### Task instructions
List each line of the data that holds the word "with".

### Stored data
▼
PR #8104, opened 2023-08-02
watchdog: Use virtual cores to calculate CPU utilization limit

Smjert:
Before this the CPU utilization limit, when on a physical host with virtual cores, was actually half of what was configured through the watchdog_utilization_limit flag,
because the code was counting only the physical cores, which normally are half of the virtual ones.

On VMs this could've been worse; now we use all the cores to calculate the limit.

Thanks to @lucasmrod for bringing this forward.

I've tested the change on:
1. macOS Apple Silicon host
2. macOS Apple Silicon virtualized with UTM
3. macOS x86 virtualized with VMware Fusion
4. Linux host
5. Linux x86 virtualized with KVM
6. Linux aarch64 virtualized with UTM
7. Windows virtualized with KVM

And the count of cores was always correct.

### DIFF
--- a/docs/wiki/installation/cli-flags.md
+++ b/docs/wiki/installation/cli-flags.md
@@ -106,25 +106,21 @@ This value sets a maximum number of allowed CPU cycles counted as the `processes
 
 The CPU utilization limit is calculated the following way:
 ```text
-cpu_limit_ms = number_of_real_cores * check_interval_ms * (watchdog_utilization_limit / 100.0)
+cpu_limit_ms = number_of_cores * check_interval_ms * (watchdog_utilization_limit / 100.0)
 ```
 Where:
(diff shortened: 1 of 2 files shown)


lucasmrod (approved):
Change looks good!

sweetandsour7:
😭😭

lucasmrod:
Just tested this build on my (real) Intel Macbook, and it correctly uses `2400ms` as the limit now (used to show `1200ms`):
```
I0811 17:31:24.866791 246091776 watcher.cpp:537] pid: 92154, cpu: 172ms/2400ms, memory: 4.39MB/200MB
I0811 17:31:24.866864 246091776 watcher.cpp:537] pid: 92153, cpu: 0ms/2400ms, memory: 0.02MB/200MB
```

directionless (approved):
▲
### Task answer
Before this the CPU utilization limit, when on a physical host with virtual cores, was actually half of what was configured through the watchdog_utilization_limit flag,
2. macOS Apple Silicon virtualized with UTM
3. macOS x86 virtualized with VMware Fusion
5. Linux x86 virtualized with KVM
6. Linux aarch64 virtualized with UTM
7. Windows virtualized with KVM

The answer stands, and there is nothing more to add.